What physicists often use to make predictions in an unified theory is perturbation theory. But here comes the hook: what one does in this framework is to do something really arbitrarily, namely to fix a so-called “gauge”. This rather technical term just means that we have to use a mathematical trick to make calculations easier. Or to be more precise, we have to use that trick to even perform a calculation in perturbation theory in those kinds of theories which would be impossible otherwise.

Since nature does not care about this man-made choice, every quantity which could be measured in experiments must be independent of the gauge. But this is exactly how the elementary particles are treated in conventional perturbation theory, they depend on the gauge. An even more peculiar thing is that also the particle spectrum (or the number of particles) predicted by these kinds of theories depends on the gauge.
This problem appears already in the standard model: what we call the Higgs, W, Z, electron, etc. depends on the gauge. This is pretty confusing because those particles have been measured experimentally but should not have been observed like that if you take the theory serious. 
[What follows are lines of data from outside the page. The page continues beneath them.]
PR #131, opened 2023-04-17
feat: implement Recommend Batch Context (RECO-961)

raed667:
# Implement Recommend (Batch) Context

## 🤔 What

Create a Recommend React Provider and enable batching. 

More details at [RECO-1400] and `RFC - recommend-react - Recommend Provider & Request batching`

## 🤷‍♂️ Why

Recommend REST API allows for query Batching, we want to make this feature more accessible to users who use the React UI library.

## 🔍 How

Users who want to take advantage of query Batching can wrap their components with a `<Recommend>` provider. 

Each Recommend UI component will register its query parameters with the parent context and requests will be automatically batched. 

To opt a specific component out of batching (using a different index for example) the user can pass a `recommendClient` instance with the appropriate parameters to that particular component.

## 🧪 Testing

Batching can be tested in action by running the React demo project under examples 

```sh
$ yarn playground:start
```

Check the network tab and see how different recommend queries are batched with a single HTTP request.

[RECO-1400]: https://algolia.atlassian.net/browse/RECO-1400?atlOrigin=eyJpIjoiNWRkNTljNzYxNjVmNDY3MDlhMDU5Y2ZhYzA5YTRkZjUiLCJwIjoiZ2l0aHViLWNvbS1KU1cifQ


packages/recommend-react/src/RecommendContext.tsx
```diff
@@ -0,0 +1,207 @@
...
+    case 'request_success': {
+      return { ...state, status: 'idle', isDirty: null };
+    }
+
+    default:
+      return state;
+  }
+};
+
+export function RecommendProvider<TObject>({
```
francoischalifour: Why not call this `<Recommend>` like for `<InstantSearch>` and `<Predict>`?

packages/recommend-react/src/RecommendContext.tsx
```diff
@@ -0,0 +1,207 @@
...
+}: RecommendProviderProps) {
+  const [state, dispatch] = React.useReducer(reducer, {
+    isDirty: null,
+    cache: {},
+    widgets: [],
+    recommendClient,
+  });
+
+  React.useEffect(() => {
+    (async () => {
```
francoischalifour: We've been avoiding async functions in our libraries because the tooling doesn't transpile them down to our browser target IIRC.

packages/recommend-react/src/RecommendContext.tsx
```diff
@@ -0,0 +1,207 @@
...
+    []
+  );
+
+  return (
+    <RecommendContext.Provider
+      value={{
+        register,
+        recommendClient,
+        hasProvider: true,
+      }}
```
francoischalifour: In our libraries we likely always want to stabilize context values to minimize renders in our customers' apps.

packages/recommend-react/src/RecommendContext.tsx
```diff
@@ -0,0 +1,207 @@
...
+  widgets: Array<RecommendWidget<TObject>>;
+  recommendClient: RecommendClient | null;
+};
+
+type Action<TObject> =
+  | { type: 'register'; widget: Omit<RecommendWidget<TObject>, 'param'> }
+  | { type: 'unregister'; key: string }
+  | { type: 'request_success' };
+
+export const RecommendContext = React.createContext<
```
francoischalifour, line 33: For better debugging experience in the DevTools, we can add a `displayName` to the context in development. See [how it's done in Predict](https://github.com/algolia/predict/blob/c5040758c6807e6dd5d5b10d1e7d7f463514b353/packages/predict-react/src/lib/PredictContext.ts#L65-L67).

packages/recommend-react/src/index.ts
```diff
@@ -7,3 +7,4 @@ export * from './useRecommendations';
 export * from './useRelatedProducts';
 export * from './useTrendingFacets';
 export * from './useTrendingItems';
+export * from './RecommendContext';
```
francoischalifour: This export means that `RecommendContext` and `useRecommendContext` are also exposed to users, but they should probably remain internals.

Having an explicit `Recommend.tsx` file (see my suggestion above renaming `RecommendProvider` to `Recommend`) would make the entry point easier to find for contributors, and likely reduce the risk of exporting more than needed.

packages/recommend-react/src/RecommendContext.tsx
```diff
@@ -0,0 +1,207 @@
...
+
+  const register = React.useCallback(
+    (widget: Omit<RecommendWidget<TObject>, 'param'>) => {
+      dispatch({ type: 'register', widget });
+      return (key: string) => {
+        dispatch({ type: 'unregister', key });
+      };
+    },
+    []
+  );
```
francoischalifour: We could probably remove some `@ts-ignore` if we could call this function with a generic: `register<RecommendationType>(...)`.

packages/recommend-react/src/useFrequentlyBoughtTogether.ts
```diff
@@ -29,35 +32,98 @@ export function useFrequentlyBoughtTogether<TObject>({
...
   const queryParameters = useStableValue(userQueryParameters);
 
-  useAlgoliaAgent({ recommendClient });
+  const {
+    recommendClient: recommendClientFromContext,
+    hasProvider,
+    register,
+  } = useRecommendContext();
+
+  const { client, isContextClient } = pickRecommendClient(
```
francoischalifour: What is `isContextClient` for? Isn't the provider check enough?

packages/recommend-react/src/RecommendContext.tsx
```diff
@@ -0,0 +1,207 @@
...
+  onRequest: () => void;
+  key: string;
+  param: GetParametersResult;
+};
+
+type RecommendContextType<TObject> = {
+  register: (
+    widget: Omit<RecommendWidget<TObject>, 'param'>
+  ) => (key: string) => void;
+  hasProvider: boolean;
```
francoischalifour, line 24: Can't we rely on passing `null` as the initial context?

packages/recommend-react/src/useFrequentlyBoughtTogether.ts
raed667: It is for when we have both `recommendClient` instances passed to the provider and the child component. 

If a child component also has `recommendClient` we privilege that one as an override instead of the `recommendClient` passed to the provider.

packages/recommend-react/src/useFrequentlyBoughtTogether.ts
```diff
@@ -29,35 +32,98 @@ export function useFrequentlyBoughtTogether<TObject>({
...
       objectIDs,
       queryParameters,
-      recommendClient,
       threshold,
       transformItems: transformItemsRef.current,
-    }).then((response) => {
-      setResult(response);
-      setStatus('idle');
-    });
+    };
```
francoischalifour: Did you mean to reuse this params in the calls below as well?

francoischalifour (commented):
I reviewed the library aspects but not yet the batching logic.

Sorry for the noise I was using another review tool and meant to send a single review.

packages/recommend-react/src/RecommendContext.tsx
raed667: we can but it would make destructuring in the components a 2 lines operation instead of the straightforward way we do it today. 

I don't see the benefit of null in this case?

packages/recommend-react/src/useFrequentlyBoughtTogether.ts
raed667: Indeed !

packages/recommend-react/src/RecommendContext.tsx
raed667: register is using `React.useCallback` and `hasProvider` is a constant, do you propose we stabilize `recommendClient` as such ? 

```js
  const recommendClient = useStableValue(userRecommendClient);
```

packages/recommend-react/src/RecommendContext.tsx
raed667: My TypeScript kung-fu is apparently not strong enough for this, I have tried a couple of approaches of passing the expected return type from the hook to the context but i can't seem to crack it :(

packages/recommend-react/src/Recommend.tsx
```diff
@@ -0,0 +1,235 @@
...
+        };
+      }
+
+      return state;
+    }
+
+    case 'unregister': {
+      const { key } = action;
+      state.widgets = state.widgets.filter((w) => w.key !== key);
+      return state;
```
francoischalifour: We're supposed to return a new state object in the reducer, not mutate the previous one. See the pitfall section in this [React doc](https://react.dev/reference/react/useReducer#writing-the-reducer-function).

packages/recommend-react/src/index.ts
```diff
@@ -7,3 +7,4 @@ export * from './useRecommendations';
 export * from './useRelatedProducts';
 export * from './useTrendingFacets';
 export * from './useTrendingItems';
+export { Recommend } from './Recommend';
```
francoischalifour: We also want to export `RecommendProps`.

packages/recommend-core/src/getBatchRecommendations.ts
```diff
@@ -0,0 +1,70 @@
...
+  value: number;
+};
+
+export type GetBatchRecommendations<TObject> = {
+  keys: BatchKeyPair[];
+  queries: RecommendationsQuery[];
+  recommendClient: RecommendClient;
+  transformItems?: (
+    items: Array<ProductRecord<TObject>>
+  ) => Array<ProductRecord<TObject>>;
```
francoischalifour, line 19: We never apply `transformItems` in the batched recommendations?

packages/recommend-react/src/Recommend.tsx
```diff
@@ -0,0 +1,235 @@
...
+  );
+};
+
+export const useRecommendContext = (
+  recommendClient?: RecommendClient | null
+) => {
+  const context = React.useContext(RecommendContext);
+  const { client, isContextClient } = useRecommendClient(recommendClient);
+  return { ...context, client, isContextClient };
+};
```
francoischalifour: Even if we stabilize the context provider value, this return value will always be a new reference because spreading creates a new object. Why aren't `useRecommendContext` and `useRecommendClient` used separately?

packages/recommend-react/src/Recommend.tsx
```diff
@@ -0,0 +1,235 @@
...
+    default:
+      return state;
+  }
+};
+
+export function Recommend<TObject>({
+  recommendClient: userRecommendClient,
+  children,
+}: RecommendProps) {
+  const recommendClient = useStableValue(userRecommendClient);
```
francoischalifour: The contract is that the client must be a stable reference. We state that in the InstantSearch docs. So we don't need to stabilize it ourselves.

packages/recommend-react/src/Recommend.tsx
```diff
@@ -0,0 +1,235 @@
...
+      dispatch({ type: 'request_success' });
+    });
+  }, [state.isDirty, dispatch, state.widgets, state.cache, recommendClient]);
+
+  const register = React.useCallback(
+    (widget: Omit<RecommendWidget<TObject>, 'param'>) => {
+      dispatch({ type: 'register', widget });
+      return (key: string) => {
+        dispatch({ type: 'unregister', key });
+      };
```
francoischalifour: At this point we're already aware of the `key` via `widget.key` so we don't need to pass `key` to unregister.

packages/recommend-react/src/RecommendContext.tsx
francoischalifour: Each context key is stable, but the context value itself isn't (it's a new object at every render). So we can directly use `useMemo()` here.

packages/recommend-react/src/Recommend.tsx
raed667: Good catch 👍

packages/recommend-react/src/Recommend.tsx
raed667: Good catch 👍

packages/recommend-react/src/Recommend.tsx
raed667: Ah yes ! It's an artifact of a previous approach 👍 Good catch

packages/recommend-react/src/Recommend.tsx
raed667: Oh i thought i was being clever by reducing the number of hooks to call, but you're right. I'll put it back in 2 different hooks.

packages/recommend-core/src/getBatchRecommendations.ts
raed667: This is an oversight, I'll need to check with @marialungu about how `transformItems` is meant to be used.

I guess my question here would be is it: 

1- one `transformItems` applied everywhere (as the method signature suggests) ? 
2- each query has its own `transformItems` ?
3- a combination of 1 and 2 ?
4- does it get applied before or after `mapToRecommendations` ? 


Because i'm tempted to just do: 


```js
   if (transformItems) {
      recommendations = transformItems(recommendations);
    }
```

packages/recommend-react/src/__tests__/Recommend.test.tsx
```diff
@@ -0,0 +1,110 @@
...
+    act(() => {
+      render(
+        <Recommend recommendClient={recommendClient}>
+          <RecommendComponent model="related-products" objectId="1234" />
+          <RecommendComponent
+            model="frequently-bought-together"
+            objectId="5678"
+          />
+        </Recommend>
+      );
```
francoischalifour: Can we run the tests in Strict Mode?

packages/recommend-react/src/__tests__/Recommend.test.tsx
```diff
@@ -0,0 +1,110 @@
...
+          onResultSpy(result);
+        },
+      });
+    }, [register, objectId, model]);
+    return (
+      <div>
+        <div>hasProvider:{`${hasProvider}`}</div>
+      </div>
+    );
+  };
```
francoischalifour: What's the point of this test component? It basically replicates the internal logic our the official Recommend components. Any change there would make this test meaningless.

Can we make sure to test our public API to bring confidence that it works in customers' applications?

packages/recommend-core/src/__tests__/getBatchRecommendations.test.ts
```diff
@@ -0,0 +1,119 @@
...
+            objectID: 'objectID',
+          },
+        ],
+        recommendClient,
+      });
+
+      expect(mapByScoreToRecommendationsSpy).toHaveBeenCalledTimes(
+        mapByScore ? 1 : 0
+      );
+      expect(mapToRecommendationsSpy).toHaveReturnedTimes(mapTo ? 1 : 0);
```
francoischalifour: Why test that the internal functions were called and not the actual output? That's an implementation detail that doesn't describe what this test is supposed to do. Reading this test, it's not clear what contract we're testing.

packages/recommend-react/src/useTrendingFacets.ts
```diff
@@ -23,33 +26,76 @@ export function useTrendingFacets<TObject>({
...
-    setStatus('loading');
-    getTrendingFacets({
-      recommendClient,
-      transformItems: transformItemsRef.current,
+    const param: RecommendationsQuery = {
+      model: 'trending-facets',
       indexName,
-      maxRecommendations,
-      threshold,
+      // @ts-expect-error
```
francoischalifour: Can we provide an explanation after each `@ts-expect-error` to express why it's needed and to potentially better understand when it can be removed?

packages/recommend-react/src/__tests__/Recommend.test.tsx
```diff
@@ -0,0 +1,110 @@
...
+      )
+    ),
+  });
+
+  return {
+    recommendClient,
+  };
+}
+
+describe('Recommend', () => {
```
francoischalifour: What I would expect from this test is:

- render only provided components (without Recommend client) and assert that the correct Recommend client method is called
- render provided components (without Recommend client) and detached components (with Recommend client) within the provider and assert that the correct Recommend client methods are called on the correct clients.

Basically, the tests should explain the contract as they're written in the RFC.

packages/recommend-react/src/__tests__/Recommend.test.tsx
raed667: The public API is exposed through the hooks. So that has already been tested. 

Since we don't expose internal logic this was my attempt at capturing and testing the life-cycle of the provider. I can't think of another way.  

But indeed this is is already tested through the individual hooks.

packages/recommend-react/src/useTrendingFacets.ts
raed667: I believe this is the last one left that isn't in a test. 

The problem is that `RecommendationsQuery` from `@algolia/recommend` doesn't allow to pass a `facetName` 

Which I was meaning to ask you or @sarahdayan about. 

Is this an omission from `@algolia/recommend` ? Or should I define a type that will be basically `type RecommendationsQuery & {  facetName?:string } ` ?

francoischalifour: Sarah and I didn't introduce the trending features, Sophie did. It's likely a wrong typing.

raed667: I see, thanks for the clarification! I'll have a look at that type and maybe propose a change to fix the issue.

jest.config.js
```diff
@@ -12,4 +12,6 @@ module.exports = {
     'jest-watch-typeahead/filename',
     'jest-watch-typeahead/testname',
   ],
+  collectCoverage: false,
```
Haroenv: why is coverage set up to be collected but set to false?

packages/recommend-core/src/getBatchRecommendations.ts
```diff
@@ -0,0 +1,83 @@
...
+import { version } from './version';
+
+export type BatchKeyPair = {
+  key: string;
+  value: number;
+};
+
+type Recommendation<TObject> = ProductRecord<TObject>;
+
+// | RecordWithObjectID
```
Haroenv: comment should not be merged

packages/recommend-react/src/FrequentlyBoughtTogether.tsx
```diff
@@ -14,10 +15,10 @@ const UncontrolledFrequentlyBoughtTogether = createFrequentlyBoughtTogetherCompo
...
 );
 
-export type FrequentlyBoughtTogetherProps<
-  TObject
-> = GetFrequentlyBoughtTogetherProps<TObject> &
-  Omit<
+export type FrequentlyBoughtTogetherProps<TObject> = Omit<
+  GetFrequentlyBoughtTogetherProps<TObject>,
+  'recommendClient'
+> & { recommendClient?: RecommendClient } & Omit<
```
Haroenv: as this is used multiple times, you can make a utility:

```ts
type OptionalRecommendClient<T> = Omit<T, 'recommendClient'> & { recommendClient?: T['recommendClient'] }
```

packages/recommend-react/src/Recommend.tsx
```diff
@@ -0,0 +1,226 @@
+import { RecommendClient } from '@algolia/recommend';
```
Haroenv, line 1: modelling the entire batch logic in React means that if you're ever interested in enabling this for regular JS or another framework, you'll need to entirely rewrite the logic.

packages/recommend-react/src/__tests__/useTrendingItems.test.tsx
```diff
@@ -43,6 +43,7 @@ describe('useTrendingItems', () => {
         },
         facetName: 'test4',
         facetValue: 'test3',
+        itemComponent: (item) => <>{item}</>,
```
Haroenv: is this change required? maybe it should be done separately from this PR

packages/recommend-react/src/index.ts
```diff
@@ -7,3 +7,5 @@ export * from './useRecommendations';
...
```
Haroenv: what's the reason of not using `export *`? If there are exported internals, those could be moved to a different file.

packages/recommend-react/src/useFrequentlyBoughtTogether.ts
```diff
@@ -29,35 +31,84 @@ export function useFrequentlyBoughtTogether<TObject>({
...
+    let unregister: Function | undefined;
```
Haroenv: is unregister used somewhere else than in the return of the effect? if not it can be moved to the usage and made const

yarn.lock
```diff
@@ -49,11 +49,23 @@
...
+  integrity sha512-ZkVN7K/JE+qMQbpR6h3gQOGR6yCJpmucSBCmH5YDxnrYbp2CbrVCu0Nr+FGVoWzMJNznj1waShkfQ9awERulLw==
+  dependencies:
+    "@algolia/cache-common" "4.17.2"
+
 "@algolia/cache-common@4.17.0":
   version "4.17.0"
   resolved "https://registry.yarnpkg.com/@algolia/cache-common/-/cache-common-4.17.0.tgz#bc3da15548df585b44d76c55e66b0056a2b3f917"
   integrity sha512-g8mXzkrcUBIPZaulAuqE7xyHhLAYAcF2xSch7d9dABheybaU3U91LjBX6eJTEB7XVhEsgK4Smi27vWtAJRhIKQ==
 
+"@algolia/cache-common@4.17.2":
```
Haroenv: you have two versions of the algolia client in lock now, you can run `npx yarn-deduplicate`

packages/recommend-core/src/getBatchRecommendations.ts
raed667: Good catch !

packages/recommend-react/src/Recommend.tsx
raed667: Yes, as far as we know for now. Batch only makes sense in React and that's the only request we got. Otherwise users can just craft their queries manually.

More details can be found in the RFC

yarn.lock
raed667: Didn't know this tool exist ! Thanks

jest.config.js
raed667: We don't have anywhere to track coverage yet, so I thought I'd enable it in a follow-up PR.

packages/recommend-react/src/__tests__/useTrendingItems.test.tsx
raed667: I can do it in another PR that gets merged before 👍

raed667: This was discussed with @francoischalifour as we don't want to export internal details of how the context works to the end users, while keeping them accessible internally.

I don't think file structure should change here.

packages/recommend-react/src/index.ts
raed667: This was discussed with @francoischalifour as we don't want to export internal details of how the context works to the end users, while keeping them accessible internally.

I don't think file structure should change here.

packages/recommend-react/src/useFrequentlyBoughtTogether.ts
raed667: `unregister` is defined conditionally, how would you move it in this case? 

```js
  useEffect(() => {
    let unregister;
    if(isBatch){
      unregister = register({...})
    }else{
      // do something else
    }
    return ()=>{
      if(unregister){
        unregister()
      }
    }
  }, [])
```

packages/recommend-react/src/index.ts
francoischalifour: My point was that we were exporting the React context and its Hook unpurposefully. I do agree that extracting context-related things to another file would be less error prone: we can keep the `export *` pattern.

raed667: Split `Recommend` and `RecommendContext` files

jest.config.js
Haroenv: this part can also be moved into the separate PR then probably

packages/recommend-react/src/useFrequentlyBoughtTogether.ts
Haroenv: ah the file is too long, I did not catch that the return is in a different level.

However what you can do instead is:

```
  useEffect(() => {
    if(isBatch){
      return register({...})
    }

    // do something else
    return () => {}
  }, [])
```

which simplifies and lowers the levels of conditionality needed.

packages/recommend-react/src/Recommend.tsx
Haroenv: I think it does make sense to only implement this in React for now, but the majority of this code could (and IMHO should) be extracted into a separate purpose-built set of functions that can be used outside of react too. In InstantSearch we've had a significant amount of pain in making parts of the code that only supported InstantSearch.js generic, and I'd recommend that core items don't become part of a specific flavour

francoischalifour: I agree, there's long-term benefits in designing these core parts in an agnostic way. Conceptually, this isn't React specific.

packages/recommend-core/src/getBatchRecommendations.ts
```diff
@@ -0,0 +1,77 @@
...
+    } else {
+      recommendations = mapToRecommendations<ProductRecord<TObject>>({
+        maxRecommendations,
+        hits: splitResult.map((res) => res.hits),
+        nrOfObjs: keyPair.value,
+      });
+    }
+    if (transformItems) {
+      recommendations = transformItems(recommendations);
+    }
```
Haroenv: if transformItems had a default of `x => x` you don't need to make this conditional

packages/recommend-core/src/getBatchRecommendations.ts
```diff
@@ -0,0 +1,77 @@
...
+  recommendClient.addAlgoliaAgent('recommend-core', version);
+
+  const response = await recommendClient.getRecommendations<TObject>(queries);
+
+  let prevChunks = 0;
+  let allChunks = 0;
+
+  const results: Record<string, BatchRecommendations<TObject>> = {};
+
+  keys.forEach((keyPair) => {
```
Haroenv, line 48: fine as a forEach, but reduce fits this just as well

Haroenv: or a map and Object.fromEntries

Haroenv (commented):
all existing comments still valid as well

packages/recommend-react/src/useFrequentlyBoughtTogether.ts
raed667: updated 👍

packages/recommend-core/src/getBatchRecommendations.ts
marialungu: ✅ : https://github.com/algolia/recommend/pull/131/commits/8d42c6f2c2015b36593f587f4086912bb5de66e1

packages/recommend-react/src/__tests__/useTrendingItems.test.tsx
marialungu: ✅ :https://github.com/algolia/recommend/pull/131/commits/2af99ace34588ed75b07db4bc3ef619872a9751e

packages/recommend-react/src/FrequentlyBoughtTogether.tsx
marialungu: ✅ : https://github.com/algolia/recommend/pull/131/commits/2af99ace34588ed75b07db4bc3ef619872a9751e

packages/recommend-react/src/Recommend.tsx
Haroenv: so will you not address this?

raed667: "Batching" already works in plain JS. We can call `client.getRecommendations` with all the queries. 

For me "batching" in the context of this PR only makes sense if the user is working in a declarative context. So I don't see what can be made more generic / ported to plain JS?

marialungu (approved):

packages/recommend-core/src/getBatchRecommendations.ts
raed667: I know this is a bit subjective, but I found this to be more readable than the more clever reduce approach.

This contradiction in the standard model is resolved by a certain mechanism (the so-called “FMS mechanism”) which maps quantities which are independent of the gauge to the gauge-dependent objects. Those gauge-independent quantities are so called bound states. What you essentially do is to “glue” the gauge-dependent objects together in such a way that the result does not depended on the gauge. This exactly the miracle I wrote about in the beginning: one interprets something (gauge-dependent objects as e.g. the Higgs) as if it will be observable and you indeed find this something in experiments. The correct theoretical description is then in terms of bound states and there exists a one-to-one mapping to the gauge-dependent objects. This is the case in the standard model and it seems like a miracle that everything fits so perfectly such that everything works out in the end. The claim is that you see those bound states in experiments and not the gauge-dependent objects.

However, it was not clear if the FMS mechanism works also in a grand unified theory (“Does the miracle repeat itself?”). This is exactly what my research is about. Instead of taking a realistic grand unified theory we decided to take a so called “toy theory”. What is meant by that is that this theory is not a theory which can describe nature but rather covers the most important features of such kind of theory. The reason is simply that I use simulations for answering the question raised above and due to time constraints and the restricted resources a toy model is more feasible than a realistic model. By applying the FMS mechanism to the toy model I found that there is a discrepancy to perturbation theory, which was not the case in the standard model. In principle there were three possible outcomes: the mechanism works in this model and perturbation theory is wrong, the mechanism fails and perturbation theory gives the correct result or both are wrong. So I performed simulations to see which statement is correct and what I found is that only the FMS mechanism predicts the correct result and perturbation theory fails. As a theoretician this result is very pleasing since we like to have nature independent of a arbitrarily chosen gauge.

The question you might ask is: “What is it good for?” Since we know that the standard model is not the theory which can describe everything, we look for theories beyond the standard model as for instance grand unified theories. There are many of these kinds of theories on the market and there is yet no way to check each of them experimentally. What one can do now is to use the FMS mechanism to rule some of them out. This is done by, roughly speaking, applying the mechanism to the theory you want to look at, count the number of particles predicted by the mechanism, compare it to the number particles of the standard model. If there are more the theory is probably a good candidate to study and if not you can throw it away.

Right now Axel, a colleague from Jena University, and myself look at more realistic grand unified theories and try to find general features concerning the FMS mechanism. I am sure Axel or maybe myself keep you updated on this topic.